Issue #1459, opened 2021-07-16
test test_table_external is stochastically failing


untzag:
`test_callbacks/test_table_external` [1] seems to be failing randomly. I can't track down exactly why---the fixtures or whatever that are creating the environment for that test are opaque to me.

[1] https://github.com/bluesky/bluesky/blob/master/bluesky/tests/test_callbacks.py#L150-L152

cjtitus:
I don't have the power to close this, but #1430 should actually solve this problem completely, so this issue is now fixed! We can run our tests in peace (and with the knowledge that failures are actual failures)!

mrakitin:
Closed via #1430.

PR #1467, opened 2021-08-16
BUG: done and success should not be class attributes of Status protocol

untzag:
## Description

Working further, and having been schooled by @ksunden in #1466, I'm now on the exact opposite side of the problem. The current implementation of `Status` does not work with our existing classes because we _do_ use `@property`. Error given is "expected settable variable, got read-only attribute".

## Motivation and Context

Current behavior does not pass existing Status objects.

## How Has This Been Tested?

Passes on yaqc_bluesky after this change.

### DIFF
--- a/bluesky/protocols.py
+++ b/bluesky/protocols.py
@@ -11,8 +11,6 @@ Configuration = Dict[str, Dict[str, Any]]
 
 @runtime_checkable
 class Status(Protocol):
-    done: bool
-    success: bool
 
     def add_callback(self, callback: Callable[["Status"], NoReturn]) -> NoReturn:
         """Add a callback function to be called upon completion.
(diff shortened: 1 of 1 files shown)


ksunden (approved):
LGTM, I agree this should be the correct protocol definition

untzag:
@ksunden shall we also change `name` to an `@property` here? It's going to be a problem in the future...

untzag:
I believe failure is unrelated, see #1459

ksunden:
@untzag may as well

untzag:
I believe nobody actually cares about protocols right now except myself and @ksunden, so I'm merging

danielballan:
Thanks for the initiative. I was on vacation all last week, just catching up.

I agree with the changes to Status. The name of a Device or Flyable is runtime settable. Whether they _should_ be is arguable, but at the time we believed they should be settable and I think imposing them to be read-only would break things.

Is there a way for Protocol to express “This may be read-only or settable”?

ksunden:
That is actually how these type check, the assertion is only that it is readable, but an attribute satisfies that much.

That said, the type checker would balk at something typed as `Readable` where you attempted to do `x.name = "new_name"`, I think still (though if it were more narrowly typed to something that had a simple attr or a setter for the property, it would not error)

WORK TO BE COMPLETED:
Lines that include the word "tests" are to be extracted from the data above.

ANSWER SPACE:
[1] https://github.com/bluesky/bluesky/blob/master/bluesky/tests/test_callbacks.py#L150-L152
I don't have the power to close this, but #1430 should actually solve this problem completely, so this issue is now fixed! We can run our tests in peace (and with the knowledge that failures are actual failures)!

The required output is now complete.